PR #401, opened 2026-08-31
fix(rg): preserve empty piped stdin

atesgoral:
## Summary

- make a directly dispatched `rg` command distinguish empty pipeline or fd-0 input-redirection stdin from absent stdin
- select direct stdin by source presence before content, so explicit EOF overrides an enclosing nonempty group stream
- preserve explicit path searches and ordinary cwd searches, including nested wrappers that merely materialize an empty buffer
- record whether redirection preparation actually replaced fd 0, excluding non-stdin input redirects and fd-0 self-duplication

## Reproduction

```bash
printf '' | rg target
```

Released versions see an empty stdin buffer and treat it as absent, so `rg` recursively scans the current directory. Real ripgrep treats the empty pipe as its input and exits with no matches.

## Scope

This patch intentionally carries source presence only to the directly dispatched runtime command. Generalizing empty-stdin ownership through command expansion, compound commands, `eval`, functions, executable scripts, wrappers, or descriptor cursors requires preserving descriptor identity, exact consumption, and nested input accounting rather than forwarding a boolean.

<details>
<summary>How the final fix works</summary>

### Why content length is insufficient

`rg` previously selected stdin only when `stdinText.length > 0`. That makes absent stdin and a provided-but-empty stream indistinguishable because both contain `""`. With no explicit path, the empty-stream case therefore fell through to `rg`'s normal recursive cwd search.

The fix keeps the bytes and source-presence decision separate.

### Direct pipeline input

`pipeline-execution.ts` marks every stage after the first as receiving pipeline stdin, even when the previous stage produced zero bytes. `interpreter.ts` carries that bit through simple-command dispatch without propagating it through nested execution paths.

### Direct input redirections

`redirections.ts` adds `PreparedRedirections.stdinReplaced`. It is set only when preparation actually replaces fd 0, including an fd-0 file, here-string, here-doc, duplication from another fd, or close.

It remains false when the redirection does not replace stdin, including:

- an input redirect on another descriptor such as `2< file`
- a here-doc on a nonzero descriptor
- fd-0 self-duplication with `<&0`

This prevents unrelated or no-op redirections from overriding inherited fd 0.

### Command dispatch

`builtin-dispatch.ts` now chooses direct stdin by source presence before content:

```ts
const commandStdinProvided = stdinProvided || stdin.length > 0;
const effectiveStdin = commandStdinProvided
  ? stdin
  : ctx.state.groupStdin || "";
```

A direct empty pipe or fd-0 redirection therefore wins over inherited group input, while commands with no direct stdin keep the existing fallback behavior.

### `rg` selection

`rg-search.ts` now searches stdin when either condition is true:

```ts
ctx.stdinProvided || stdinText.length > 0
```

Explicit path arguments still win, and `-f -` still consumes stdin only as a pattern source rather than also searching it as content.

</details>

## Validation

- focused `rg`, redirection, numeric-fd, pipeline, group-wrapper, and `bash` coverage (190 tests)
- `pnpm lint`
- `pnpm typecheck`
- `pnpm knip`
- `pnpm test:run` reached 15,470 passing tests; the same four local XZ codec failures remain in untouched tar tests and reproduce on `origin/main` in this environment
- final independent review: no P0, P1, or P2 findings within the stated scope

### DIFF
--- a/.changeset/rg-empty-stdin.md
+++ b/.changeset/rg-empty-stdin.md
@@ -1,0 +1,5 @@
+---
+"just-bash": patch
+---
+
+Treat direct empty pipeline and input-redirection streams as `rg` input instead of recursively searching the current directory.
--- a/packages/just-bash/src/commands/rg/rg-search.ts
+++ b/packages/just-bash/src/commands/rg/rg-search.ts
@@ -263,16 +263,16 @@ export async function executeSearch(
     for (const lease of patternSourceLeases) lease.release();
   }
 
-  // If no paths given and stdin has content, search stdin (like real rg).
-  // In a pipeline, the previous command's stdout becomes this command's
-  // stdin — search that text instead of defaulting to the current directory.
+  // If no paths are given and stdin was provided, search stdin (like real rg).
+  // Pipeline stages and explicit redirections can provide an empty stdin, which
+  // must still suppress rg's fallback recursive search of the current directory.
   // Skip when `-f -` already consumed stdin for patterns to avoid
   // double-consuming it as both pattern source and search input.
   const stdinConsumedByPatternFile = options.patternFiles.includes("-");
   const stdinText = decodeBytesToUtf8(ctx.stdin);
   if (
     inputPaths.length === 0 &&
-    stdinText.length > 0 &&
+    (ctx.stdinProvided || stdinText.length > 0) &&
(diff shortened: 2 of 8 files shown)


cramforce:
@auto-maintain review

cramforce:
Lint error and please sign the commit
**********
* Work to complete *
All of the material needs to be reproduced exactly as it reads.

* Output for this task *
PR #401, opened 2026-08-31
fix(rg): preserve empty piped stdin

atesgoral:
## Summary

- make a directly dispatched `rg` command distinguish empty pipeline or fd-0 input-redirection stdin from absent stdin
- select direct stdin by source presence before content, so explicit EOF overrides an enclosing nonempty group stream
- preserve explicit path searches and ordinary cwd searches, including nested wrappers that merely materialize an empty buffer
- record whether redirection preparation actually replaced fd 0, excluding non-stdin input redirects and fd-0 self-duplication

## Reproduction

```bash
printf '' | rg target
```

Released versions see an empty stdin buffer and treat it as absent, so `rg` recursively scans the current directory. Real ripgrep treats the empty pipe as its input and exits with no matches.

## Scope

This patch intentionally carries source presence only to the directly dispatched runtime command. Generalizing empty-stdin ownership through command expansion, compound commands, `eval`, functions, executable scripts, wrappers, or descriptor cursors requires preserving descriptor identity, exact consumption, and nested input accounting rather than forwarding a boolean.

<details>
<summary>How the final fix works</summary>

### Why content length is insufficient

`rg` previously selected stdin only when `stdinText.length > 0`. That makes absent stdin and a provided-but-empty stream indistinguishable because both contain `""`. With no explicit path, the empty-stream case therefore fell through to `rg`'s normal recursive cwd search.

The fix keeps the bytes and source-presence decision separate.

### Direct pipeline input

`pipeline-execution.ts` marks every stage after the first as receiving pipeline stdin, even when the previous stage produced zero bytes. `interpreter.ts` carries that bit through simple-command dispatch without propagating it through nested execution paths.

### Direct input redirections

`redirections.ts` adds `PreparedRedirections.stdinReplaced`. It is set only when preparation actually replaces fd 0, including an fd-0 file, here-string, here-doc, duplication from another fd, or close.

It remains false when the redirection does not replace stdin, including:

- an input redirect on another descriptor such as `2< file`
- a here-doc on a nonzero descriptor
- fd-0 self-duplication with `<&0`

This prevents unrelated or no-op redirections from overriding inherited fd 0.

### Command dispatch

`builtin-dispatch.ts` now chooses direct stdin by source presence before content:

```ts
const commandStdinProvided = stdinProvided || stdin.length > 0;
const effectiveStdin = commandStdinProvided
  ? stdin
  : ctx.state.groupStdin || "";
```

A direct empty pipe or fd-0 redirection therefore wins over inherited group input, while commands with no direct stdin keep the existing fallback behavior.

### `rg` selection

`rg-search.ts` now searches stdin when either condition is true:

```ts
ctx.stdinProvided || stdinText.length > 0
```

Explicit path arguments still win, and `-f -` still consumes stdin only as a pattern source rather than also searching it as content.

</details>

## Validation

- focused `rg`, redirection, numeric-fd, pipeline, group-wrapper, and `bash` coverage (190 tests)
- `pnpm lint`
- `pnpm typecheck`
- `pnpm knip`
- `pnpm test:run` reached 15,470 passing tests; the same four local XZ codec failures remain in untouched tar tests and reproduce on `origin/main` in this environment
- final independent review: no P0, P1, or P2 findings within the stated scope

### DIFF
--- a/.changeset/rg-empty-stdin.md
+++ b/.changeset/rg-empty-stdin.md
@@ -1,0 +1,5 @@
+---
+"just-bash": patch
+---
+
+Treat direct empty pipeline and input-redirection streams as `rg` input instead of recursively searching the current directory.
--- a/packages/just-bash/src/commands/rg/rg-search.ts
+++ b/packages/just-bash/src/commands/rg/rg-search.ts
@@ -263,16 +263,16 @@ export async function executeSearch(
     for (const lease of patternSourceLeases) lease.release();
   }
 
-  // If no paths given and stdin has content, search stdin (like real rg).
-  // In a pipeline, the previous command's stdout becomes this command's
-  // stdin — search that text instead of defaulting to the current directory.
+  // If no paths are given and stdin was provided, search stdin (like real rg).
+  // Pipeline stages and explicit redirections can provide an empty stdin, which
+  // must still suppress rg's fallback recursive search of the current directory.
   // Skip when `-f -` already consumed stdin for patterns to avoid
   // double-consuming it as both pattern source and search input.
   const stdinConsumedByPatternFile = options.patternFiles.includes("-");
   const stdinText = decodeBytesToUtf8(ctx.stdin);
   if (
     inputPaths.length === 0 &&
-    stdinText.length > 0 &&
+    (ctx.stdinProvided || stdinText.length > 0) &&
(diff shortened: 2 of 8 files shown)


cramforce:
@auto-maintain review

cramforce:
Lint error and please sign the commit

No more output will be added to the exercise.